# TPF Mentor - Instructional Photo "detail shot" assignment



## jcdeboever (Mar 18, 2017)

Mentor Goal / Instruction: Obtain 5 detail photos within a main subject. Clearly present an image that communicates with the viewer, subject or event in a reasonable way where they can discern what they are viewing.

Student Goal / Application: Follow directions and secure his instruction. However, do not be afraid to add your feeling on the subject to show respect for him taking the time to answer your stupid ass noob request via PM.

I reached out to him because he will help me get better. Personally, I wanted a goal to work for today, something that can make me a better photographer. I learned that his assignment forced me to look rather than shoot. Thank you.

1. reality





2. The sum of a lonely cab




3. Simple engineering




4. I made more than cars and I own a football team




5. Deus novit me


----------



## tirediron (Mar 18, 2017)

Nice!  I'd rate that assignment as an 'A'!


----------



## jcdeboever (Mar 18, 2017)

tirediron said:


> Nice!  I'd rate that assignment as an 'A'!


Wow, you don't realize how encouraging your grade is. It was really hard work but so enjoyable.
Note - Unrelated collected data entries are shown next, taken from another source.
PR #3107, opened 2025-01-03
fix(react-router): navigate if redirect is thrown in component

schiller-manuel:


packages/react-router/src/CatchBoundary.tsx
```diff
@@ -9,13 +12,23 @@ export function CatchBoundary(props: {
...
       onCatch={props.onCatch}
       children={({ error, reset }) => {
         if (error) {
+          if (isRedirect(error)) {
+            const redirect = router.resolveRedirect({
+              ...error,
+              _fromLocation: router.state.location,
+            })
+            return (
+              <Navigate {...redirect} replace={true} ignoreBlocker={true} />
```
SeanCassiere, line 29: What's the rationale for setting `replace=true` here? Is this something that's required to make it work?
Or is it purely for allowing the user to go from `1` to `-1` in a single back button click when considering the user being at position `1` in `[ -1 , 0 , 1 ]`?

Asking, because if this is not something required on our side to make it functional at runtime, then perhaps, we shouldn't be enforcing `replace=true` on our side forcing a history replacement. Maybe this should be something the user should opt-in to?

packages/react-router/tests/redirect.test.tsx
```diff
@@ -252,6 +252,84 @@ describe('redirect', () => {
       expect(await screen.findByText('Final')).toBeInTheDocument()
       expect(window.location.pathname).toBe('/final')
     })
+
+    test('when `redirect` is thrown in route component', async () => {
```
SeanCassiere, line 256: I think we should test the back button behaviour here since it'd likely be one of the few buttons that'd be front of mind for the end-user to consider immediately hitting next.

LadyBluenotes:
Closing this since the router's redirect shape and `CatchBoundary` flow have changed, so this branch no longer applies.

I love to focus on the frame. Thank you John!


----------



## Derrel (Mar 18, 2017)

Some good detail and observational photos. It took me a minute to recognize the tractior tire tread of shot #1! lol It was nice that the SCALE of the object/subject matter was not immediately clear--good job on abstracting that,and I thinjk that MANY peopole will not be able to identify what that material is !

Allis-Chalmers...I spent most of one entire September behind the wheel of an A-C 7050(just like this one! http://images1.showmethead.com/nlarge/15_000_allis-chalmers_7050_21900839.jpg ) one year in the early 1980's, flail mowing, then discing. Did about 1,500-plus or so acres of mowing straw the first year the "burn ban" was instituted in Oregon for wheat stubble. Talk about tedium! It was fun though: I had one mother fox that brought her kits out, and they all hunted mice and snakes behind the flail mower...she'd bring the kits out every day in this one large field, and they would FEAST behind me!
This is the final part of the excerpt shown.